▶ Required action
Produce an exact copy of the lines below, starting at the first and ending with the line containing "tamirkamara: What will".

=== Records for the exercise ===

PR #70, opened 2019-02-12
cache-lastAuthenticationResult

ohadbitt:
cache-lastAuthenticationResult


data/src/main/java/com/microsoft/azure/kusto/data/AadAuthenticationHelper.java
```diff
@@ -29,6 +30,7 @@
     private X509Certificate x509Certificate;
     private PrivateKey privateKey;
     private AuthenticationType authenticationType;
+    private AuthenticationResult lastAuthenticationResult;
```
toshetah: Can you please hold an instance of AuthorizationContext as a class member, and not the result?
We do the same in .Net, python, and node.
See an example here:
https://github.com/Azure/azure-kusto-python/blob/master/azure-kusto-data/azure/kusto/data/security.py

data/src/main/java/com/microsoft/azure/kusto/data/AadAuthenticationHelper.java
```diff
@@ -62,23 +64,30 @@ public AadAuthenticationHelper(@NotNull ConnectionStringBuilder csb) throws URIS
     }
 
     String acquireAccessToken() throws DataServiceException  {
+        if(lastAuthenticationResult != null && lastAuthenticationResult.getExpiresOnDate().after(new Date())){
```
tamirkamara: What will happen if we have a really close expiration (but still valid) and by the time we issue the call to the service the token will expire?
Isn't it safer to have a buffer of a few seconds or a minute from the actual expiration to trigger a refresh of the cached one?

data/src/main/java/com/microsoft/azure/kusto/data/AadAuthenticationHelper.java
```diff
@@ -62,23 +64,30 @@ public AadAuthenticationHelper(@NotNull ConnectionStringBuilder csb) throws URIS
...
+            return lastAuthenticationResult.getAccessToken();
+        }
+
         try {
             switch (authenticationType) {
                 case AAD_APPLICATION_KEY:
-                    return acquireAadApplicationAccessToken().getAccessToken();
+                    lastAuthenticationResult = acquireAadApplicationAccessToken();
+                    return lastAuthenticationResult.getAccessToken();
```
tamirkamara: Consider combing all return statements in the switch block and have just one after it

data/src/main/java/com/microsoft/azure/kusto/data/AadAuthenticationHelper.java
ohadbitt: will do 1 minute

data/src/main/java/com/microsoft/azure/kusto/data/AadAuthenticationHelper.java
```diff
@@ -62,23 +65,29 @@ public AadAuthenticationHelper(@NotNull ConnectionStringBuilder csb) throws URIS
...
-                    return acquireAadApplicationAccessToken().getAccessToken();
-                case AAD_USERNAME_PASSWORD:
-                    return acquireAadUserAccessToken().getAccessToken();
-                case AAD_DEVICE_LOGIN:
-                    return acquireAccessTokenUsingDeviceCodeFlow().getAccessToken();
-                case AAD_APPLICATION_CERTIFICATE:
-                    return acquireWithClientCertificate().getAccessToken();
-                default:
-                    throw new DataServiceException("Authentication type: " + authenticationType.name() + " is invalid");
+        if(lastAuthenticationResult == null || lastAuthenticationResult.getExpiresOnDate().before(new Date(System.currentTimeMillis() + ONE_MINUTE_IN_MILLIS))) {
```
toshetah: What we actually need to do in case of existing and nearly expired tokens, is acquire a new token, using [acquireTokenByRefreshToken](https://github.com/Microsoft/azure-activedirectory-interactive-auth-library-for-java/blob/36aed916659ae176245129ebb10d4a87f6966d37/src/com/microsoftopentechnologies/auth/AuthenticationContext.java#L200)

tamirkamara:
I know this module is lite on test but I think that a test to validate the how the cached version works needs to be added

data/src/main/java/com/microsoft/azure/kusto/data/AadAuthenticationHelper.java
```diff
@@ -29,6 +31,9 @@
     private X509Certificate x509Certificate;
     private PrivateKey privateKey;
     private AuthenticationType authenticationType;
+    private AuthenticationResult lastAuthenticationResult;
+    ExecutorService service = Executors.newSingleThreadExecutor();
+    AuthenticationContext context;
```
toshetah: Did you test it in multiple threads environment?
I am not sure what will happen if multiple threads will share this service.

data/src/main/java/com/microsoft/azure/kusto/data/AadAuthenticationHelper.java
```diff
@@ -50,7 +55,7 @@ public AadAuthenticationHelper(@NotNull ConnectionStringBuilder csb) throws URIS
         } else if (csb.getX509Certificate() != null && csb.getPrivateKey() != null) {
             x509Certificate = csb.getX509Certificate();
             privateKey = csb.getPrivateKey();
-            clientCredential = new ClientCredential(csb.getApplicationClientId(), null);
+            clientCredential = new ClientCredential(csb.getApplicationClientId(), "null");
```
toshetah: Why "null"?

data/src/main/java/com/microsoft/azure/kusto/data/AadAuthenticationHelper.java
```diff
@@ -61,44 +66,51 @@ public AadAuthenticationHelper(@NotNull ConnectionStringBuilder csb) throws URIS
...
-                case AAD_DEVICE_LOGIN:
-                    return acquireAccessTokenUsingDeviceCodeFlow().getAccessToken();
-                case AAD_APPLICATION_CERTIFICATE:
-                    return acquireWithClientCertificate().getAccessToken();
-                default:
-                    throw new DataServiceException("Authentication type: " + authenticationType.name() + " is invalid");
+    String acquireAccessToken() throws DataServiceException {
+        boolean isAccessTokenExpired;
+        if (lastAuthenticationResult == null || ((isAccessTokenExpired = lastAuthenticationResult.getExpiresOnDate().before(dateInAMinute()))
+                                                                                                                    && lastAuthenticationResult.getRefreshToken() == null)) {
```
toshetah: Can you please fix the indentation here?

data/src/main/java/com/microsoft/azure/kusto/data/AadAuthenticationHelper.java
```diff
@@ -61,44 +66,51 @@ public AadAuthenticationHelper(@NotNull ConnectionStringBuilder csb) throws URIS
...
-                    return acquireAadUserAccessToken().getAccessToken();
-                case AAD_DEVICE_LOGIN:
-                    return acquireAccessTokenUsingDeviceCodeFlow().getAccessToken();
-                case AAD_APPLICATION_CERTIFICATE:
-                    return acquireWithClientCertificate().getAccessToken();
-                default:
-                    throw new DataServiceException("Authentication type: " + authenticationType.name() + " is invalid");
+    String acquireAccessToken() throws DataServiceException {
+        boolean isAccessTokenExpired;
+        if (lastAuthenticationResult == null || ((isAccessTokenExpired = lastAuthenticationResult.getExpiresOnDate().before(dateInAMinute()))
```
toshetah: The logic is unclear. Can you please separate the assignment and the checks?

data/src/main/java/com/microsoft/azure/kusto/data/AadAuthenticationHelper.java
```diff
@@ -107,21 +111,17 @@ private AuthenticationResult acquireAadUserAccessToken() throws DataServiceExcep
         return result;
     }
 
-    private AuthenticationResult acquireAadApplicationAccessToken() throws DataServiceException, DataClientException {
-        AuthenticationContext context;
+    private AuthenticationResult acquireAadApplicationAccessToken() throws DataServiceException, DataClientException, MalformedURLException {
+        if (context == null) {
```
toshetah: You can create the context in the constructor, instead of checking nulls.

toshetah: After changing this, please rerun the concurrent tests.

data/src/main/java/com/microsoft/azure/kusto/data/AadAuthenticationHelper.java
```diff
@@ -8,18 +8,21 @@
...
+import java.util.Date;
 import java.util.concurrent.*;
+import java.util.concurrent.locks.Lock;
+import java.util.concurrent.locks.ReentrantLock;
 
 public class AadAuthenticationHelper {
 
     private final static String DEFAULT_AAD_TENANT = "common";
     private final static String CLIENT_ID = "db662dc1-0cfe-4e1c-a843-19a68e65be58";
+    public final static long ONE_MINUTE_IN_MILLIS = 60000;
```
tamirkamara:
```suggestion
    final static long ONE_MINUTE_IN_MILLIS = 60000;
```

data/src/main/java/com/microsoft/azure/kusto/data/AadAuthenticationHelper.java
```diff
@@ -8,18 +8,21 @@
...
 import java.net.URI;
 import java.net.URISyntaxException;
 import java.security.PrivateKey;
 import java.security.cert.X509Certificate;
+import java.util.Date;
 import java.util.concurrent.*;
+import java.util.concurrent.locks.Lock;
+import java.util.concurrent.locks.ReentrantLock;
 
 public class AadAuthenticationHelper {
```
tamirkamara:
```suggestion
class AadAuthenticationHelper {
```

data/src/main/java/com/microsoft/azure/kusto/data/AadAuthenticationHelper.java
```diff
@@ -38,6 +44,7 @@
     }
 
     public AadAuthenticationHelper(@NotNull ConnectionStringBuilder csb) throws URISyntaxException {
```
tamirkamara:
```suggestion
    AadAuthenticationHelper(@NotNull ConnectionStringBuilder csb) throws URISyntaxException {
```

data/src/main/java/com/microsoft/azure/kusto/data/AadAuthenticationHelper.java
```diff
@@ -158,44 +165,107 @@ private AuthenticationResult acquireAccessTokenUsingDeviceCodeFlow() throws Exce
...
+            }
+        }
+        lastAuthenticationResultLock.unlock();
+    }
+
+    private boolean isTokenExpired() {
+        return lastAuthenticationResult.getExpiresOnDate().before(dateInAMinute());
+    }
+
+    AuthenticationResult refreshToken() throws DataServiceException {
```
tamirkamara: The name is confusing in my opinion - maybe **acquireAccessTokenByRefreshToken** ?

data/src/main/java/com/microsoft/azure/kusto/data/AadAuthenticationHelper.java
```diff
@@ -158,44 +165,107 @@ private AuthenticationResult acquireAccessTokenUsingDeviceCodeFlow() throws Exce
...
             }
         }
+
         if (result == null) {
             throw new ServiceUnavailableException("authentication result was null");
         }
         return result;
     }
 
+    private void acquireToken() throws DataServiceException {
```
tamirkamara: maybe rename to **acquireAccessToken** to better differentiate from the refresh token part?

data/src/main/java/com/microsoft/azure/kusto/data/AadAuthenticationHelper.java
tamirkamara: Well, thinking about this again, I think you should rename this according to the usage, something like:
MIN_ACCESS_TOKEN_VALIDITY_IN_MILLISECS

data/src/main/java/com/microsoft/azure/kusto/data/AadAuthenticationHelper.java
ohadbitt: there is already an acquireAccessToken

data/src/test/java/com/microsoft/azure/kusto/data/AadAuthenticationHelperTest.java
```diff
@@ -83,4 +96,37 @@ static KeyCert readPem(String path, String password)
...
+        AuthenticationResult authenticationResult = new AuthenticationResult("testType", "firstToken","refreshToken",0,"id", mock(UserInfo.class),false);
+        AuthenticationResult authenticationResultFromRefresh = new AuthenticationResult("testType", "fromRefresh",null,90,"id", mock(UserInfo.class),false);
+        AuthenticationResult authenticationResultNullRefreshTokenResult = new AuthenticationResult("testType", "nullRefreshResult",null,0,"id", mock(UserInfo.class),false);
+
+        doReturn(authenticationResultFromRefresh).when(aadAuthenticationHelperSpy).acquireAccessTokenByRefreshToken();
+        doReturn(authenticationResult).when(aadAuthenticationHelperSpy).acquireWithClientCertificate();
+
+        assertEquals("firstToken", aadAuthenticationHelperSpy.acquireAccessToken());
+        assertEquals("fromRefresh", aadAuthenticationHelperSpy.acquireAccessToken());
+        assertEquals("fromRefresh", aadAuthenticationHelperSpy.acquireAccessToken());
```
rabee333: Cannot this test be split to 2 tests?
if one of these assertEquals() fails, it won't continue to the last assertEquals().

data/src/main/java/com/microsoft/azure/kusto/data/AadAuthenticationHelper.java
```diff
@@ -67,24 +74,27 @@ public AadAuthenticationHelper(@NotNull ConnectionStringBuilder csb) throws URIS
...
+
+        if (lastAuthenticationResult == null) {
+            acquireToken();
+        } else {
+            if (isTokenExpired()) {
+                if (lastAuthenticationResult.getRefreshToken() == null) {
+                    acquireToken();
+                } else {
+                    lastAuthenticationResultLock.lock();
+                    if (isTokenExpired()) {
```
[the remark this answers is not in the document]
ohadbitt: its how we do in kusto locks in multithreaded environment - if one thread got to the lock already and acquired the token - there is no need for all the others who waited on the lock to acquire it too

data/src/main/java/com/microsoft/azure/kusto/data/AadAuthenticationHelper.java
```diff
@@ -67,24 +74,27 @@ public AadAuthenticationHelper(@NotNull ConnectionStringBuilder csb) throws URIS
...
+        }
+
+        if (lastAuthenticationResult == null) {
+            acquireToken();
+        } else {
+            if (isTokenExpired()) {
+                if (lastAuthenticationResult.getRefreshToken() == null) {
+                    acquireToken();
+                } else {
+                    lastAuthenticationResultLock.lock();
```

===

▶ Result for this task
PR #70, opened 2019-02-12
cache-lastAuthenticationResult

ohadbitt:
cache-lastAuthenticationResult


data/src/main/java/com/microsoft/azure/kusto/data/AadAuthenticationHelper.java
```diff
@@ -29,6 +30,7 @@
     private X509Certificate x509Certificate;
     private PrivateKey privateKey;
     private AuthenticationType authenticationType;
+    private AuthenticationResult lastAuthenticationResult;
```
toshetah: Can you please hold an instance of AuthorizationContext as a class member, and not the result?
We do the same in .Net, python, and node.
See an example here:
https://github.com/Azure/azure-kusto-python/blob/master/azure-kusto-data/azure/kusto/data/security.py

data/src/main/java/com/microsoft/azure/kusto/data/AadAuthenticationHelper.java
```diff
@@ -62,23 +64,30 @@ public AadAuthenticationHelper(@NotNull ConnectionStringBuilder csb) throws URIS
     }
 
     String acquireAccessToken() throws DataServiceException  {
+        if(lastAuthenticationResult != null && lastAuthenticationResult.getExpiresOnDate().after(new Date())){
```
tamirkamara: What will happen if we have a really close expiration (but still valid) and by the time we issue the call to the service the token will expire?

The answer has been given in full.